Argument massue ou faux prétexte?

Le gouvernement Harper a annoncé qu’il devra réduire à plus long terme le taux de croissance du budget fédéral alloué aux prestations aux aînés. La croissance de ce budget utilisé pour payer les prestations de la Sécurité de vieillesse (SV) et du Supplément de revenu garantie (SRG) serait financièrement insoutenable à long terme. Pour démontrer aux Canadiens la justesse de cette affirmation, le gouvernement Harper a mis l’accent dans ses communications sur le fait que le montant des transferts aux aînés triplerait dans les vingt prochaines années. Il passerait de 36,5 milliards de dollars en 2010 à 108 milliards de dollars en 2030. Ces projections sont très fiables car elles ont été tirées d’un rapport signé par l’Actuaire en chef du Canada, M. Jean-Claude Ménard. [1]

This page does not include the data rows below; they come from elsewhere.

PR #112, opened 2022-08-25
Sync with latest ROIExtractors

CodyCBakerPhD:
Recent improvements to ROIExtractors altered the behavior of a component of the `write_imaging` method, specifically `add_epochs`.

For the same justification that it was removed in ROIExtractors, this method has always gone untested and unused across the supported formats, and unused in actual conversion projects as well. Epoch information, similar to trials information, is instead typically added via secondary data interfaces that read it from non-imaging files.


h-mayorquin (approved):
Great!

Plusieurs économistes, journalistes et éditorialistes ont fortement critiqué dans les dernières semaines le fait que ces montants de dépenses sont affectés par l’inflation et ne font aucunement référence à croissance économique des vingt prochaines années. Selon eux, il est préférable d’approcher la question de la soutenabilité financière de ces transferts en discutant de l’évolution du ratio de ces dépenses au PIB. Selon l’actuaire en chef du Canada, le ratio de ces dépenses passerait de 2,25 % en 2010 à 3,14 % en 2030. Cette augmentation de 89 points de pourcentage ou de 40% (3,14/2,25) est beaucoup moins spectaculaire que celle de 195% (108/36,5) présentée par le gouvernement Harper. L’argument massue du gouvernement pour justifier une baisse du taux de croissance de budget de ces transferts perd ainsi beaucoup de poids.

Une augmentation de 40 % du ratio des dépenses au PIB n’est toutefois pas négligeable. Les questions que nous devons nous poser sont les suivantes : (1) Quelle est la source de cette augmentation? (2) Sera-t-elle permanente ou deviendra-t-elle encore plus importante à long terme? (3) Est-ce que la situation financière du gouvernement permet d’absorber cette augmentation ou faut-il la réduire?

Réponse à question 1. La source de cette augmentation est l’augmentation du nombre de bénéficiaires due au vieillissement de la population. En effet, les bénéficiaires de la SV et du SRG vont augmenter respectivement par un facteur de 2,5 et 2,2 sur la période 2010-2030. Cela n’a rien à voir avec une mauvaise gestion ou avec une nouvelle interprétation de l’éligibilité des récipiendaires. Il faut accepter cette réalité démographique.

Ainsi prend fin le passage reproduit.